## What to produce
Across the following data, state how many lines include the word "good". Provide the number alone.

## Material for this exercise

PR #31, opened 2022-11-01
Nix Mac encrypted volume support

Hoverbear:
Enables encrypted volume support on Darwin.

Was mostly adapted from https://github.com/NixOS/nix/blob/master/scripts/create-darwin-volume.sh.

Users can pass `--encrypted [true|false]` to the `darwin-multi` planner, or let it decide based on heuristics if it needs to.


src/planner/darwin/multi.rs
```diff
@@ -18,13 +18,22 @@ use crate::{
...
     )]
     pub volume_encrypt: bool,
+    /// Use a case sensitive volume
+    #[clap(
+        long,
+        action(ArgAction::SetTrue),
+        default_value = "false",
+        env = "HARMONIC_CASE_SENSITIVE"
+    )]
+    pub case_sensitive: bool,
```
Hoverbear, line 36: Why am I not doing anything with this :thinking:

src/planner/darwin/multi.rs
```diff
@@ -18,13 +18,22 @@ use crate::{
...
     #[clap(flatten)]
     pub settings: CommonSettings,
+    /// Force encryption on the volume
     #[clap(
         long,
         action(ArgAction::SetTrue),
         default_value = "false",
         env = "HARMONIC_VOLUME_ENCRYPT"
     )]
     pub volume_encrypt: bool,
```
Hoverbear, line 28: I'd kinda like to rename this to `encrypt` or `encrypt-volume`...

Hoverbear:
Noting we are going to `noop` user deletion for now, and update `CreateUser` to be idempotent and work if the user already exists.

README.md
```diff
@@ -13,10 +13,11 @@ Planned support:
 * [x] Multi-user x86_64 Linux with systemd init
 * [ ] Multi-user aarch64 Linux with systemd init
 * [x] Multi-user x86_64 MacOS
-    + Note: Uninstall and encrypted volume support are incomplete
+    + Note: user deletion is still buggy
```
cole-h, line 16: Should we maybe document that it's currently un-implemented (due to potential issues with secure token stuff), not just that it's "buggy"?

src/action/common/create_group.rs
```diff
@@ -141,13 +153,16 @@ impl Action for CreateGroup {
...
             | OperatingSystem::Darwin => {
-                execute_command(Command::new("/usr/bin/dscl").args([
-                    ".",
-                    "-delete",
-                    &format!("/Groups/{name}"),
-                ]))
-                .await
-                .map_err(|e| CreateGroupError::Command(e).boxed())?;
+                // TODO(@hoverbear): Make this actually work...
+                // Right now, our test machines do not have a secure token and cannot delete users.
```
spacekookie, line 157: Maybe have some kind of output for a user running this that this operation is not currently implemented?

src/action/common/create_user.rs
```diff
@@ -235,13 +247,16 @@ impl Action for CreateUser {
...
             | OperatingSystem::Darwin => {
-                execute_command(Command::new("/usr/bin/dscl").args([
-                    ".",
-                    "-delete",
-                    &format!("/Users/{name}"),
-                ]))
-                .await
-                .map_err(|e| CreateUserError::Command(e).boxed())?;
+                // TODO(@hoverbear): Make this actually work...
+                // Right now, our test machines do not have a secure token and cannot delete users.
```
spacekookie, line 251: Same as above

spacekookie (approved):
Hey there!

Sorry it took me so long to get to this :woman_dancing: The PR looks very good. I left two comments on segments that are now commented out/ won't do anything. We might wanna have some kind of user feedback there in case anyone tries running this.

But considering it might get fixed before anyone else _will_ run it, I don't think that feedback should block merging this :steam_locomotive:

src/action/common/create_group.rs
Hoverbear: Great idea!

* * *

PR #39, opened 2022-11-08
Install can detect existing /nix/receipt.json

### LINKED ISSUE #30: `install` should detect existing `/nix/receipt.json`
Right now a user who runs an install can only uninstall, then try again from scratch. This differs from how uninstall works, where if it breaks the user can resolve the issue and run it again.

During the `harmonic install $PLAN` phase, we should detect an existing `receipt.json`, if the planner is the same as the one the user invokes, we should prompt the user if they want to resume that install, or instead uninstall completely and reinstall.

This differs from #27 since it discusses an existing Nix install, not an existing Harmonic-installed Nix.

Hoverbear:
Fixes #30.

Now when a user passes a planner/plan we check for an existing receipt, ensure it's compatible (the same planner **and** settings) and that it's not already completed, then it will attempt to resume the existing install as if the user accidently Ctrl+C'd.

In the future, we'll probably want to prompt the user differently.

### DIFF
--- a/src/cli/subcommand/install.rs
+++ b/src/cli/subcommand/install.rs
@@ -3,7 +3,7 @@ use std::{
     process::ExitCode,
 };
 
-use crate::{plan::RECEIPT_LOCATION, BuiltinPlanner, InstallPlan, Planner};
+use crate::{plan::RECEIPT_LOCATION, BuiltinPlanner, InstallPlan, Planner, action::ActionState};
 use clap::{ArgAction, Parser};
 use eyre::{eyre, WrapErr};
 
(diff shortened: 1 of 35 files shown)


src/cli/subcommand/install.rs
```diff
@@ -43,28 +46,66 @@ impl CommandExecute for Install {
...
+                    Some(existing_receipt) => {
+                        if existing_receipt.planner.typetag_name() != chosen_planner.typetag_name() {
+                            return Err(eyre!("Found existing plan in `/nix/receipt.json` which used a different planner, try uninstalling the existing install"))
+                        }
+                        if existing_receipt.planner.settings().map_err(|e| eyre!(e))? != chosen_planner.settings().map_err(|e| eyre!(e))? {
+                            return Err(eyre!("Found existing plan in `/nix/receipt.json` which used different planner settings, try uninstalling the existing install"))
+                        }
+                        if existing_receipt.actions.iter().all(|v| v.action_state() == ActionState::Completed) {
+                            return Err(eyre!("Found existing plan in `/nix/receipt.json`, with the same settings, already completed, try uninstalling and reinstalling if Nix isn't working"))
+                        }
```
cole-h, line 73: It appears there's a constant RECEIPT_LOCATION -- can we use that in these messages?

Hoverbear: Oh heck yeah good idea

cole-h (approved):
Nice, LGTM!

## Result for this task
2